━━ RECORD EXCERPTS ━━
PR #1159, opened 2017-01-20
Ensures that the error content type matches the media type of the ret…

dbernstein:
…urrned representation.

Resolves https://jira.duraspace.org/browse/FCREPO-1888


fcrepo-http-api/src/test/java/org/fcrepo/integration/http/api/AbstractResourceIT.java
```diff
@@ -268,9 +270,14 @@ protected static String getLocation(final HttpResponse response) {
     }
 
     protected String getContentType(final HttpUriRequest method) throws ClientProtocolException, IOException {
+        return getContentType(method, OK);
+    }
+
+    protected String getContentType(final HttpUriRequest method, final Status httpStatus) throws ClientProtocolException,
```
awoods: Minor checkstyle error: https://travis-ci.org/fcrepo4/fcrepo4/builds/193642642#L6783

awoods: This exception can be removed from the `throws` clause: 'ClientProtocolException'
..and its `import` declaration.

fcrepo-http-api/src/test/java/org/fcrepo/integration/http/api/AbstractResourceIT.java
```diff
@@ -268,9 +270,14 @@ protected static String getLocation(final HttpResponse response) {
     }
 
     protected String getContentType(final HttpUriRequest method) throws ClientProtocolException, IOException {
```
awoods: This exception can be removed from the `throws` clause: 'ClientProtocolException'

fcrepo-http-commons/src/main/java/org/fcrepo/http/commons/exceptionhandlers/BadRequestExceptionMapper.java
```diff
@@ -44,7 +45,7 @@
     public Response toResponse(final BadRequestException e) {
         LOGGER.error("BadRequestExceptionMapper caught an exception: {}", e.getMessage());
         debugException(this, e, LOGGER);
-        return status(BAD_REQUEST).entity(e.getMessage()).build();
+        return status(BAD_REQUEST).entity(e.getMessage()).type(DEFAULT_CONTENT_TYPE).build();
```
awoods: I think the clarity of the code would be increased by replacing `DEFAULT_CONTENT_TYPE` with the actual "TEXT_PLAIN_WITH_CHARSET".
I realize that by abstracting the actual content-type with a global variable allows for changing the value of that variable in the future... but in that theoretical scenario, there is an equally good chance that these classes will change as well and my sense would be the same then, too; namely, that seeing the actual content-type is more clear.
━━━
WHAT TO DO: Look through the entries above, and wherever a line holds the word "LOGGER", copy it.

RESULT FOR THIS TASK:
         LOGGER.error("BadRequestExceptionMapper caught an exception: {}", e.getMessage());
         debugException(this, e, LOGGER);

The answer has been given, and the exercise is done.